Verschuldung: Jeder vierte Neuköllner lebt auf Kredit

Zu hohe Handykosten, unbezahlbare Raten fürs Eigenheim: In Neukölln ist ein Viertel der 300.000 Einwohner überschuldet. Bald könnte die Mehrheit zahlungsunfähig sein.

Wer arm ist, muss warten, in der Schlange. 50 Meter ist sie lang und reicht von der Richardstraße bis in den Durchgang zum zweiten Hinterhof, bis zur Tür mit dem Schild „Neue Armut“. Jeden Donnerstag stehen sie hier im Norden Neuköllns, zwei U-Bahn-Stationen vom Hermannplatz weg. Die ersten kommen schon vor acht und schweigen sich an. Einer trägt bunte Fallschirmseide. Ein anderer einen dunklen Zweireiher. Eine junge Frau hat einen Kinderwagen mitgebracht. Der Mann vor ihr könnte ihr Großvater sein. Die Menschen in der Schlange kennen sich nicht, aber sie haben ein gemeinsames Problem: Schulden. So hohe Schulden, dass sie sie aus eigener Kraft nicht abbauen können.

Deswegen stehen die Leute in Neukölln Schlange. Der Arbeitskreis Neue Armut ist eine Fachberatungsstelle für Schuldner- und Insolvenzberatung. Donnerstags ist Sprechstunde.

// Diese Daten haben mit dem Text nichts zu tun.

PR #200, opened 2023-03-31
clean

bloodearnest:
- feat: add clean command
- chore: use new clean image functionality in pull command


ghickman (approved):
I've also run this locally it works as expected 👍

15,3 Prozent aller Berliner sind überschuldet, das bedeutet Platz zwei im Schuldenranking der Großstädte hinter Duisburg (16,8 Prozent). Betrachtet man Neukölln als eigene Stadt, ist sie ganz klar die Nummer eins. 21,43 Prozent der 300 000 Neuköllner haben ein ernsthaftes Geldproblem. Im Kiez um die Hermannstraße und Emser Straße liegt die Quote bei 38,1 Prozent. Von Überschuldung spricht man, wenn der Schuldner in absehbarer Zeit nicht in der Lage ist, seinen Zahlungsverpflichtungen nachzukommen.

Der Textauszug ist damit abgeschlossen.